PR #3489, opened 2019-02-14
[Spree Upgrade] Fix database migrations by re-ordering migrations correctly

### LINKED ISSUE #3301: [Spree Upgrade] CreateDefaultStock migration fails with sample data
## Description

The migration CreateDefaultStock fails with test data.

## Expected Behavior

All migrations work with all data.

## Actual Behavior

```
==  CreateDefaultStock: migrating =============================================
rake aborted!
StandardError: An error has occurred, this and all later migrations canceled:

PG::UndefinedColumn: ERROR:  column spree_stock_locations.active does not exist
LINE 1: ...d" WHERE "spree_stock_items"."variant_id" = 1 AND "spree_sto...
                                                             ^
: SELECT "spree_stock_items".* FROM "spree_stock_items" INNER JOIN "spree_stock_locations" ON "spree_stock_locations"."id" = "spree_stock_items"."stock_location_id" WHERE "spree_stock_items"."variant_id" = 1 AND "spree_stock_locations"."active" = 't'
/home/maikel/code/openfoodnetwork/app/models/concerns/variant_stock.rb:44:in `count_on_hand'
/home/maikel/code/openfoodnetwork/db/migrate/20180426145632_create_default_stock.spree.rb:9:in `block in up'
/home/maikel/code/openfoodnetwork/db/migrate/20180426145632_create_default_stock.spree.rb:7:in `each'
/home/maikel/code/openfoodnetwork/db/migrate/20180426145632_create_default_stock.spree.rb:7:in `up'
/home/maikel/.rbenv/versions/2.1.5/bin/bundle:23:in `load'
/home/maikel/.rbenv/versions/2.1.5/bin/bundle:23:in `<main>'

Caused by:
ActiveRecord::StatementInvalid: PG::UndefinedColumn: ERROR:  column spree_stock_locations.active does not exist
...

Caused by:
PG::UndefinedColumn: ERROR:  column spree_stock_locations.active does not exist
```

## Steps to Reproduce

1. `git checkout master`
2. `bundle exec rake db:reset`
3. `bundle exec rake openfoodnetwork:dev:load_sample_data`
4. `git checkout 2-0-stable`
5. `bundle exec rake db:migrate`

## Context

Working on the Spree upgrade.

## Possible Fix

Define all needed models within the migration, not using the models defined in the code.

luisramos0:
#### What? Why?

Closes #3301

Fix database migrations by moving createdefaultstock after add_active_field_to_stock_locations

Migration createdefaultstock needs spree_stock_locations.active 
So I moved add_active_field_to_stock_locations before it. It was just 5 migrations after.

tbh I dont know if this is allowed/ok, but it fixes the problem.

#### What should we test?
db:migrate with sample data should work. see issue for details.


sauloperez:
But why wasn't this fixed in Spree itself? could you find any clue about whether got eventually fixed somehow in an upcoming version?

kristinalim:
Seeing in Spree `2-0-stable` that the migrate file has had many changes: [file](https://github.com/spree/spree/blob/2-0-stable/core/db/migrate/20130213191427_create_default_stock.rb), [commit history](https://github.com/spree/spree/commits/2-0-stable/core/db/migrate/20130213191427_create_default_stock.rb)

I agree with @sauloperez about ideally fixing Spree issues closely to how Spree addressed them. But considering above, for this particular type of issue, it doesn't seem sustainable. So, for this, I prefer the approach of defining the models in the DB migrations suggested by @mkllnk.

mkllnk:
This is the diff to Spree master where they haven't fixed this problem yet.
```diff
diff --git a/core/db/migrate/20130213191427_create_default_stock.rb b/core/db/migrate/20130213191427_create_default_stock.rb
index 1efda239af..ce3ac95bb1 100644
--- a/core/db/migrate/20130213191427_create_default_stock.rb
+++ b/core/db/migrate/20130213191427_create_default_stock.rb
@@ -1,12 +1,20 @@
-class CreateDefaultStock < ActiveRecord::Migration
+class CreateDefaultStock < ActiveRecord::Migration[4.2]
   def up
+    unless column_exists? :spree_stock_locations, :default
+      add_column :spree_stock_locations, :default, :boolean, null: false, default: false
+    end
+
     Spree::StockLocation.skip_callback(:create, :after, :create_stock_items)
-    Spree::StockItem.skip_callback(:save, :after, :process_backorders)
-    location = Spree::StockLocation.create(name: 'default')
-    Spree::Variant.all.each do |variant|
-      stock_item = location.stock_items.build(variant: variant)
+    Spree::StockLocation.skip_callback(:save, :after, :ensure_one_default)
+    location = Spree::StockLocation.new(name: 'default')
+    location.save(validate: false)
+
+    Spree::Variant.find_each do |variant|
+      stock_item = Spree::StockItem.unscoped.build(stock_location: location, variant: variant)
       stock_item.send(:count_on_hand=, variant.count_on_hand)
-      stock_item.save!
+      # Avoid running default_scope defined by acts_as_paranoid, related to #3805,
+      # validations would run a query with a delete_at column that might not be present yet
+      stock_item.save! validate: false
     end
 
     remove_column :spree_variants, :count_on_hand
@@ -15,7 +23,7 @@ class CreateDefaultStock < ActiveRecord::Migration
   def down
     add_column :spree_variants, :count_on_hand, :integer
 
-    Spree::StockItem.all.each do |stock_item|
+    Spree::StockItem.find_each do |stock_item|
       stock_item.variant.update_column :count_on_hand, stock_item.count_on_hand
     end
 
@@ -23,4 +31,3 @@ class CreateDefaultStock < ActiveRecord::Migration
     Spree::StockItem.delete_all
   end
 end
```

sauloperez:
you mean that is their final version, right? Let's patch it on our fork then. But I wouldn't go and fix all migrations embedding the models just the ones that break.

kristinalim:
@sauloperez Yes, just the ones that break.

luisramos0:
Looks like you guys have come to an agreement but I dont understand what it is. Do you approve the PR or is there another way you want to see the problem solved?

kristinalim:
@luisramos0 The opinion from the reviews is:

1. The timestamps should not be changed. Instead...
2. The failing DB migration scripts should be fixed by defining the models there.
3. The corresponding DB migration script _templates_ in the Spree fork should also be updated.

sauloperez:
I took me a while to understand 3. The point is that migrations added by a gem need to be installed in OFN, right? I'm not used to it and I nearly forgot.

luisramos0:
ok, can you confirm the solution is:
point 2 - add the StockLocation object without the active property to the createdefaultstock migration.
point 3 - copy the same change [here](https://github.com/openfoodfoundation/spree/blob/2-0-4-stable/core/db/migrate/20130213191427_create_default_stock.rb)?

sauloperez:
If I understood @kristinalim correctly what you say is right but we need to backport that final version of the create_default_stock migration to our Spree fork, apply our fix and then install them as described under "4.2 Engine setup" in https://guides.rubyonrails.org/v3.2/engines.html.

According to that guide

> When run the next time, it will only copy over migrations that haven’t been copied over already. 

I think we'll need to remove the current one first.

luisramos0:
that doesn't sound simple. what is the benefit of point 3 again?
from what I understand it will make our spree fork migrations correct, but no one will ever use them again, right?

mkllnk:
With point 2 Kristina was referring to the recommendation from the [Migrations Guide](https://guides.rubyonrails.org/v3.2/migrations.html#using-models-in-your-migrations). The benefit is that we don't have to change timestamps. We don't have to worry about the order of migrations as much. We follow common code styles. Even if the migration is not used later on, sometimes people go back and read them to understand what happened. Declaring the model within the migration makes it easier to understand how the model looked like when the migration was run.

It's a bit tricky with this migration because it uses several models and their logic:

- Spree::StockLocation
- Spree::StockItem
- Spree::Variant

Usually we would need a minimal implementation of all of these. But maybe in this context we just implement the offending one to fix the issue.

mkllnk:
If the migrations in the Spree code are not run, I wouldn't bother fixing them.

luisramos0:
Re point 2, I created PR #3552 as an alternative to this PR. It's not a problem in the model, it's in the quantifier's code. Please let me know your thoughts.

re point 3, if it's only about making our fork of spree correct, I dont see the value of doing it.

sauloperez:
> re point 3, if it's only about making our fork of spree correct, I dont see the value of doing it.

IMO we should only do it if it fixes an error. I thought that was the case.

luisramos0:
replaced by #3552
────
For each line of the listing that holds the word "github", show that line.

Exercise result:
Seeing in Spree `2-0-stable` that the migrate file has had many changes: [file](https://github.com/spree/spree/blob/2-0-stable/core/db/migrate/20130213191427_create_default_stock.rb), [commit history](https://github.com/spree/spree/commits/2-0-stable/core/db/migrate/20130213191427_create_default_stock.rb)
point 3 - copy the same change [here](https://github.com/openfoodfoundation/spree/blob/2-0-4-stable/core/db/migrate/20130213191427_create_default_stock.rb)?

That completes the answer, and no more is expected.